Todos, famílias e outras instituições, bem como cidadãos em geral, devem
partilhar, com dedicação, a responsabilidade de garantir aos idosos a
manutenção da sua dignidade de pessoa até à sua morte.
Ao Estado não compete tudo,
mas é a ele que tem de se exigir a criação de uma política de apoio aos idosos
onde estejam definidos objetivos e meios para aplicar com recurso a meios
financeiros próprios e de terceiros. Essa politica deve ainda definir o papel
que cabe a cada entidade envolvida e, naturalmente, os instrumentos de
controlo.
Sempre que possível, deve
ser facilitada a permanência do idoso em sua casa e com a sua família, sem ignorar
que essa permanência exige muitas vezes várias formas de apoio externo que têm
faltado.
Quando esgotada essa
possibilidade, o recurso aos lares deve ser encarado. O funcionamento dos lares
deve ser profundamente alterado, com reforço de meios humanos e materiais, e
acréscimo de comparticipações do Estado. Para uma maior eficácia do serviço aí
prestado, é necessária uma tipologia diferente da atual, com a criação de Lares
especializados.
Apoiar o idoso não é uma
prática assistencialista facultativa, é, antes, dar resposta a um direito
inalienável que ele adquiriu ao longo da sua vida.

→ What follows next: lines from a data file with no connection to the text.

PR #1213, opened 2021-04-07
feat(doctype-caip10-link): Update Caip10LinkDoctype API

stbrody:


stbrody:
I'm not sure why the tests are hanging.  I did confirm that the issue is indeed the new `caip10-link.test.ts`, and I confirmed that if I run just the `invalid account id` test (which never successfully makes a `Caip10LinkDoctype` instance) then it doesn't hang, but if I run just the `Create from valid account id` test (the simplest of the tests that create a `Caip10LinkDoctype` instance), then the test hangs.  So it seems to be that the mere act of creating a `Caip10LinkDoctype` causes the test to hang, but I have no idea why or what to do about it, and I've never successfully gotten jest's `--detectOpenHandles` flag to do anything useful.  I'm open to suggestions about how to go about debugging this further

@oed @ukstv

stbrody:
Okay I fixed the test issue, it had to do with how I was using MockDate.  This is now ready for review

packages/doctype-caip10-link/src/caip10-link-doctype.ts
```diff
@@ -36,80 +22,107 @@ const throwReadOnlyError = (): Promise<void> => {
 @DoctypeStatic<DoctypeConstructor<Caip10LinkDoctype>>()
 export class Caip10LinkDoctype extends Doctype {
```
oed, line 23: Did we want to call this class just `Caip10Link`, or is that a future PR?

oed (approved):
A few minor comments, but looks good.

packages/doctype-caip10-link/src/caip10-link-doctype.ts
stbrody: Future PR, under https://github.com/ceramicnetwork/js-ceramic/issues/1115

packages/doctype-caip10-link/src/caip10-link-doctype.ts
```diff
@@ -36,80 +22,107 @@ const throwReadOnlyError = (): Promise<void> => {
...
 
+    static DOCTYPE_NAME = 'caip10-link'
+    static DOCTYPE_ID = 1
```
ukstv, line 26: Doctype ID here with TODO comment above for HandlersMap. Uff, this is quite a change coming. Would vote for talking through this.

Non-actionable for here, just in case.

packages/doctype-caip10-link-handler/src/caip10-link-doctype-handler.ts
```diff
@@ -87,6 +81,16 @@ export class Caip10LinkDoctypeHandler implements DoctypeHandler<Caip10LinkDoctyp
         return state
     }
 
+    /**
+     * Thin wrapper around 'validateLink' function from blockchain-utils-validation to allow
+     * injecting a mock implementation for ease of unit testing.
+     * @param proof
+     * @private
+     */
```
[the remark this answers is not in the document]
stbrody: I guess my concern with that would be that I'd have to mock the whole module for all consumers, rather than just for a specific Caip10Link instance at a time.  But for the test as I have it now it doesn't really matter.  Mostly I just didn't have a good example of how to do that and didn't want to spend too long figuring it out, but I can look into it today.  It does seem kind of gross and silly to add this just as a crutch for testing

packages/doctype-caip10-link/src/caip10-link-doctype.ts
```diff
@@ -36,80 +22,107 @@ const throwReadOnlyError = (): Promise<void> => {
...
-     * @param opts - Initialization options
+     * Creates a Caip10Link for the given CAIP10 address. Initially created without a link to any DID,
+     *   use 'setDid' to create the public link between the given CAIP10 account and a DID.
+     * @param ceramic - Instance of CeramicAPI used to communicate with the Ceramic network
+     * @param accountId - Blockchain account id in CAIP10 format.
+     * @param opts - Additional options.
      */
-    async change(params: Caip10LinkParams, opts?: DocOpts): Promise<void> {
-        const { content, metadata } = params
+    static async fromAccount(ceramic: CeramicApi,
```
ukstv, line 35: sweet

packages/doctype-caip10-link/src/caip10-link-doctype.ts
stbrody: Yeah happy to talk about it.  I think we should be relying on the doctype ID over the name whenever possible within internal-only code, since that's what shows up in the protocol messages and will future-proof us in case we ever decide to rename an existing doctype.

packages/core/src/__tests__/caip10-link.test.ts
```diff
@@ -0,0 +1,156 @@
...
+  }
+
+  beforeAll(async () => {
+    ipfs = await createIPFS()
+    MockDate.set('2018-10-01')
+  })
+
+  afterAll(async () => {
+    MockDate.reset()
+    await ipfs.stop(() => console.log('IPFS stopped'))
```
ukstv, line 51: Minor point here. console.log callback can be removed.

ukstv (commented):
🏇

ukstv (approved):

PR #1216, opened 2021-04-08
feat(doctype-caip10-link): Rename 'content' to 'did' for Caip10Link

stbrody:


packages/core/src/state-management/state-validation.ts
```diff
@@ -35,7 +36,7 @@ export class RealStateValidation implements StateValidation {
     } catch {
       throw new Error('Commit missing when loading schema document');
     }
-    return this.loadDocument(commitId).then((doc) => doc.content);
+    return this.loadDocument<TileDoctype<T>>(commitId).then((doc) => doc.content);
```
oed, line 39: Wow, schema validation should really take place within the TileDocumentHandler!

packages/core/src/utils.ts
```diff
@@ -1,6 +1,7 @@
 import ajv from "ajv"
 
 import { Doctype } from "@ceramicnetwork/common"
+import {TileDoctype} from "@ceramicnetwork/doctype-tile";
```
oed, line 4: maybe we can just import the type here?

packages/doctype-caip10-link/src/caip10-link-doctype.ts
```diff
@@ -59,7 +67,7 @@ export class Caip10LinkDoctype extends Doctype {
      * create a verifiable link from the CAIP10 address to the DID.
      * @param did - The DID being linked to the CAIP10 address that this Caip10Link object represents.
      *   If the 'did' provided is an instance of the DID type, the DID must already be authenticated
-     *   so that the did string it represents is available.
+     *   so that the did string it represents is avapilable.
```
oed, line 70: Wut? 😆

oed (approved):
lgtm

packages/core/src/state-management/state-validation.ts
stbrody: Yep agreed.  I just noticed this and actually added this comment in my last commit: https://github.com/ceramicnetwork/js-ceramic/blob/afcf35426582bbc6aa0a5b2181feb5bf5c5016f9/packages/core/src/conflict-resolution.ts#L266

packages/core/src/utils.ts
stbrody: what do you mean?  You mean using `import type { TileDoctype } from ..."?  I've never been clear on what `import type` actually does

packages/doctype-caip10-link/src/caip10-link-doctype.ts
stbrody: oops!

stbrody: In my defense I hadn't actually sent this for review yet, I was still gonna do a proofreading pass.  But you're just too quick for me!  :laughing:

packages/core/src/utils.ts
stbrody: Okay just did some reading.  I guess `import type` means the import only really happens at compile time to do type checking, but it doesn't actually import the code behind the type into the generated javascript at the end?

oed: Yep exactly!

packages/core/src/state-management/state-validation.ts
stbrody: FYI I just filed https://github.com/ceramicnetwork/js-ceramic/issues/1219 for this.  Could be a good starting issue for our upcoming new hire to get familiar with the codebase?

Issue #1123, opened 2021-03-13
Change "sync" DocOpt to an enum


stbrody:
with 3 values.  One that means don't sync the tip from pubsub at all, one that means sync the tip from pubsub only if we didn't previously have any state for this document in the Repository (this is the current behavior of sync:true), and one that means always sync even if we have state for the doc in the Repository (this will be new behavior).

```
enum SyncOptions {
  DONT_SYNC,
  SYNC_ON_LOAD, // Open to ideas for a better name for this.  Maybe just `SYNC` and call the other option `FORCE_SYNC`?
  SYNC_ALWAYS, // or FORCE_SYNC?
}
```

oed:
> and one that means always sync even if we have state for the doc in the Repository (this will be new behavior).

This would only happen on startup I presume? Would be bad if we try to sync it every time we load it from disk (we should still listen to updates for it when it's not loaded).

stbrody:
> > and one that means always sync even if we have state for the doc in the Repository (this will be new behavior).
> 
> This would only happen on startup I presume? Would be bad if we try to sync it every time we load it from disk (we should still listen to updates for it when it's not loaded).

It would be a flag that could be set any time a document is loaded. So no, not just at startup.  But now when a user/application calls loadDocument, they can specify to do no syncing (get whatever contents is already stored in the cache or the state store or get back nothing if there is no state already stored in the Repository), have the current syncing behavior (get the state from the cache or state store, but if there is no existing state then request the tip from pubsub and wait 3 seconds for it), or use the new "force sync" behavior (request the tip from pubsub and wait 3 seconds for a response, even if we already have state stored in the cache or state store for this doc)

I assume the CLI would continue to have the same default behavior as it does today, though we may choose to expose this option via a new cli flag at some point.  Something like `--force-sync`.

oed:
Ok, thanks for clarifying!

stbrody:
As part of this, will also add a new field to `DocOpts` called `syncDelay`.  The value controls the number of milliseconds to wait for a pubsub response when `sync` is true. Default will be 3000, as it is today.

PR #1225, opened 2021-04-09
feat(http-client, cli): Enable specifying DocOpts in CeramicClient.loadDocument

stbrody:


packages/cli/src/__tests__/ceramic-daemon.test.ts
```diff
@@ -161,6 +158,32 @@ describe('Ceramic interop: core <> http-client', () => {
         expect(DoctypeUtils.serializeState(doc3.state)).toEqual(DoctypeUtils.serializeState(doc4.state))
     })
 
+    // TODO Enable this test when its possible to use 'sync' flag to disable querying pubsub entirely
```
stbrody, line 161: This test will become possible to write correctly as part of https://github.com/ceramicnetwork/js-ceramic/issues/1123, which will make it possible to load a doc without querying pubsub at all.  Right now `sync` only controls whether or not we wait for a reply, but we always do the query, which introduces a race condition around how fast the response comes back and if it comes back before we've built the Doctype instance and taken the current version of the state from the RunningState

packages/cli/src/ceramic-daemon.ts
```diff
@@ -177,8 +177,8 @@ class CeramicDaemon {
    * @dev Useful when the docId is unknown, but you have the genesis contents
    */
   async createDocFromGenesis (req: Request, res: Response): Promise<void> {
-    const { doctype, genesis, docOpts } = req.body
-    const doc = await this.ceramic.createDocumentFromGenesis(doctype, DoctypeUtils.deserializeCommit(genesis), docOpts)
+    const { doctype, genesis, opts } = req.body
```
stbrody, line 180: This is technically a breaking change to the HTTP api, but a minor one.  It seemed worth doing to avoid having an arg called `docOpts` when we're moving away from calling all doctypes (streamtypes) documents.

stbrody: Pulled this change out to its own PR: https://github.com/ceramicnetwork/js-ceramic/pull/1227

packages/cli/src/__tests__/ceramic-daemon.test.ts
```diff
@@ -18,26 +18,31 @@ import dagJose from 'dag-jose'
 import { sha256 } from 'multiformats/hashes/sha2'
```
stbrody, line 18: No real changes in this file, just code cleanup

packages/cli/src/__tests__/ceramic-daemon.test.ts
stbrody: I was wrong about why this test was failing, and was able to get it working

oed (approved):
lgtm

Relembramos as palavras do
Papa Francisco na encíclica Tutti Fratelli, sobre a fraternidade e a
amizade social, recentemente publicada (n. 11): «…isolar os idosos e abandoná-los
à responsabilidade de outros, sem um acompanhamento familiar e adequado e
amoroso mutila e empobrece a própria família. Além disso, acaba por privar os
jovens daquele contacto que lhes é necessário com as suas raízes e com uma
sabedoria que a juventude, sozinha, não pode alcançar.»
Lisboa,
13 de outubro de 2020
A Comissão Nacional Justiça e Paz
CUIDAR DOS IDOSOS: DEVER E RESPONSABILIDADE DE TODOS Reflexão
da Comissão Nacional Justiça e Paz
Conta-se que, numa dada região do mundo, numa civilização antiga, era costume colocar os idosos que atingissem uma certa idade no alto de uma montanha, abandonados, para aí aguardarem a morte. O filho mais velho do idoso acompanhava o pai à montanha e entregava-lhe uma manta para proteger o corpo. Conta-se, também, que um certo idoso ao receber a manta rasgou-a ao meio e disse ao filho: toma esta metade de manta e assim, quando fores idoso, o teu filho que virá contigo à montanha já tem a manta que te vai entregar e poupará dinheiro.
Esta história tem o mérito de nos chamar a atenção para o facto
de que todos havemos de morrer. Muitos morrem após um período de vida em que
foram perdendo qualidades intelectuais, atingidos por doenças que condicionam o
viver e, nalguns casos, que os deixam totalmente incapacitados não podendo
sobreviver sem apoio.
A Comissão Nacional Justiça e Paz, num documento recente,
lembrava que: «os idosos têm direito a levar uma vida feliz e em plenitude»
e acrescentava ao terminar: «São cidadãos de parte inteira».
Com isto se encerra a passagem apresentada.